PR #1471, opened 2020-03-18
Fixed Test Suite Crash.

DavidMansolino:
**Description**
This crash was caused by a rare case when a supervisor changes a procedural field, the node was regenerated and the selection was temporarily set to a node whose mesh was not yet initialized.


DavidMansolino:
:heavy_check_mark:: `travis_unit`

PR #1476, opened 2020-03-19
Fix Test Failure rosdep Missing

DavidMansolino:
**Description**
An update of ROS melodic did break the test suite because the `rosdep` command is not available anymore.


DavidMansolino:
This fixes the compilation but now the ROS test remains stuck :cry:

DavidMansolino:
As I was not able to fix the problem for now, I propose as a hotfix to disable the melodic test in the nightly (the kinetic is still working fine) so that the nightly works again.

PR #1482, opened 2020-03-20
fix python2.7 should be optional to compile webots

### LINKED ISSUE #1470: Mandatory Python2.7 Dependency
**Describe the Bug**
Python2.7 is supposed to be an optional dependency to compile Webots, however, the compilation fails if ti is not available due to this line:
https://github.com/cyberbotics/webots/blob/master/projects/robots/robotis/darwin-op/libraries/Makefile#L31

remi-cyberbotics:
Closes #1470 

This fix will not block the make process when compiling webots with no python2.7 installed.


remi-cyberbotics:
Should I merge now or try to investigate further ?

omichel:
Yes, you can merge it now.

PR #1484, opened 2020-03-20
Add gyroscope to e-puck proto

lukicdarkoo:
**Description**
According to e-puck documentation both versions of e-puck, v1 and v2, are equipped with a gyroscope. However, the gyroscope is not present in e-puck proto.

Support for gyroscope is also implemented for ROS2 e-puck2 driver (physical robot):
https://github.com/cyberbotics/epuck_ros2/issues/5

**Tasks**
  - [x] Add gyroscope to e-puck proto
  - [x] Verify if the lookup tables for accelerometer and gyroscope have to be improved

**Screenshots**
image


lukicdarkoo:
Currently, Webots Gyro and Accelerometer nodes return actual values. However, the sensor's raw format is different. E.g. here how the conversion is done in `epuck_ros2`:
https://github.com/cyberbotics/epuck_ros2/blob/1d51f52f575a9cf57d2871aa7de5cf0012edc57f/epuck_ros2_cpp/src/mpu9250.cpp#L85

Should we go with raw values or stick with actual?

DavidMansolino:
In the simulation model of the e-puck we should return the exact same value than the one returned by the real e-puck API (which I assume are raw value). It should be possible to calibrate the lookup table to do the conversion between real value and raw values.

DavidMansolino:
👀

lukicdarkoo:
I gave myself a bit of freedom on the coding side of the window. Let me know if it has to be corrected. Here is the result:
image

Also, I removed the scaling of accelerometer as we discussed, to keep backwards compatibility and demos were failing.

DavidMansolino:
> I gave myself a bit of freedom on the coding side of the window. Let me know if it has to be corrected. Here is the result:
> image
> 
> Also, I removed the scaling of accelerometer as we discussed, to keep backwards compatibility and demos were failing.

From your preview it looks good to me.

DavidMansolino:
👀

akshattodi:
Can anyone tell me how to get the values of gyroscope x, y, z, axis values with python in webots

Issue #1479, opened 2020-03-19
Restore Melodic Test Suite


DavidMansolino:
**Describe the Bug**
Since an update of ROS melodic (https://discourse.ros.org/t/new-packages-for-melodic-2020-03-18/13275) our ROS test suite is not working anymore.
This has been temporarily fixed in #1476 we should try again in a few days if a new version of ROS melodic has fixed the problem.

DavidMansolino:
Fixed in  #2350

PR #1486, opened 2020-03-23
Restore ROS Melodic Test

DavidMansolino:
**Description**
A new release of Melodic was released this week-end to fix (hopefully) #1479: https://discourse.ros.org/t/new-packages-for-melodic-2020-03-22/13329

Edit 31.03: Seems to work fine when launched manually with a VM of Ubuntu 18.04.


DavidMansolino:
Unfortunately, it doesn't seem to be fixed, but sometimes it takes 2-3 days before the update is available to apt. so I will leave this PR open and retry tomorrow.

DavidMansolino:
Still not working, If it is not working by the end of the week I will install a VM with ROS melodic to better understand what is hapenning.

DavidMansolino:
It seems the simulation and ROS node are running correctly with the correct behaviour, but for some reason, the node doesn't exists which make the test fail because of the timeout.

DavidMansolino:
From this log:
https://travis-ci.com/github/cyberbotics/webots/jobs/316758766#L7341
It seems that both Webots and the complete_test are correctly started, but simulation is not running.

DavidMansolino:
Replaced by #1878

══════════

▸ What is being asked:
Reproduce the data exactly. Keep every line intact.

▸ Result below:
PR #1471, opened 2020-03-18
Fixed Test Suite Crash.

DavidMansolino:
**Description**
This crash was caused by a rare case when a supervisor changes a procedural field, the node was regenerated and the selection was temporarily set to a node whose mesh was not yet initialized.


DavidMansolino:
:heavy_check_mark:: `travis_unit`

PR #1476, opened 2020-03-19
Fix Test Failure rosdep Missing

DavidMansolino:
**Description**
An update of ROS melodic did break the test suite because the `rosdep` command is not available anymore.


DavidMansolino:
This fixes the compilation but now the ROS test remains stuck :cry:

DavidMansolino:
As I was not able to fix the problem for now, I propose as a hotfix to disable the melodic test in the nightly (the kinetic is still working fine) so that the nightly works again.

PR #1482, opened 2020-03-20
fix python2.7 should be optional to compile webots

### LINKED ISSUE #1470: Mandatory Python2.7 Dependency
**Describe the Bug**
Python2.7 is supposed to be an optional dependency to compile Webots, however, the compilation fails if ti is not available due to this line:
https://github.com/cyberbotics/webots/blob/master/projects/robots/robotis/darwin-op/libraries/Makefile#L31

remi-cyberbotics:
Closes #1470 

This fix will not block the make process when compiling webots with no python2.7 installed.


remi-cyberbotics:
Should I merge now or try to investigate further ?

omichel:
Yes, you can merge it now.

PR #1484, opened 2020-03-20
Add gyroscope to e-puck proto

lukicdarkoo:
**Description**
According to e-puck documentation both versions of e-puck, v1 and v2, are equipped with a gyroscope. However, the gyroscope is not present in e-puck proto.

Support for gyroscope is also implemented for ROS2 e-puck2 driver (physical robot):
https://github.com/cyberbotics/epuck_ros2/issues/5

**Tasks**
  - [x] Add gyroscope to e-puck proto
  - [x] Verify if the lookup tables for accelerometer and gyroscope have to be improved

**Screenshots**
image


lukicdarkoo:
Currently, Webots Gyro and Accelerometer nodes return actual values. However, the sensor's raw format is different. E.g. here how the conversion is done in `epuck_ros2`:
https://github.com/cyberbotics/epuck_ros2/blob/1d51f52f575a9cf57d2871aa7de5cf0012edc57f/epuck_ros2_cpp/src/mpu9250.cpp#L85

Should we go with raw values or stick with actual?

DavidMansolino:
In the simulation model of the e-puck we should return the exact same value than the one returned by the real e-puck API (which I assume are raw value). It should be possible to calibrate the lookup table to do the conversion between real value and raw values.

DavidMansolino:
👀

lukicdarkoo:
I gave myself a bit of freedom on the coding side of the window. Let me know if it has to be corrected. Here is the result:
image

Also, I removed the scaling of accelerometer as we discussed, to keep backwards compatibility and demos were failing.

DavidMansolino:
> I gave myself a bit of freedom on the coding side of the window. Let me know if it has to be corrected. Here is the result:
> image
> 
> Also, I removed the scaling of accelerometer as we discussed, to keep backwards compatibility and demos were failing.

From your preview it looks good to me.

DavidMansolino:
👀

akshattodi:
Can anyone tell me how to get the values of gyroscope x, y, z, axis values with python in webots

Issue #1479, opened 2020-03-19
Restore Melodic Test Suite


DavidMansolino:
**Describe the Bug**
Since an update of ROS melodic (https://discourse.ros.org/t/new-packages-for-melodic-2020-03-18/13275) our ROS test suite is not working anymore.
This has been temporarily fixed in #1476 we should try again in a few days if a new version of ROS melodic has fixed the problem.

DavidMansolino:
Fixed in  #2350

PR #1486, opened 2020-03-23
Restore ROS Melodic Test

DavidMansolino:
**Description**
A new release of Melodic was released this week-end to fix (hopefully) #1479: https://discourse.ros.org/t/new-packages-for-melodic-2020-03-22/13329

Edit 31.03: Seems to work fine when launched manually with a VM of Ubuntu 18.04.


DavidMansolino:
Unfortunately, it doesn't seem to be fixed, but sometimes it takes 2-3 days before the update is available to apt. so I will leave this PR open and retry tomorrow.

DavidMansolino:
Still not working, If it is not working by the end of the week I will install a VM with ROS melodic to better understand what is hapenning.

DavidMansolino:
It seems the simulation and ROS node are running correctly with the correct behaviour, but for some reason, the node doesn't exists which make the test fail because of the timeout.

DavidMansolino:
From this log:
https://travis-ci.com/github/cyberbotics/webots/jobs/316758766#L7341
It seems that both Webots and the complete_test are correctly started, but simulation is not running.

DavidMansolino:
Replaced by #1878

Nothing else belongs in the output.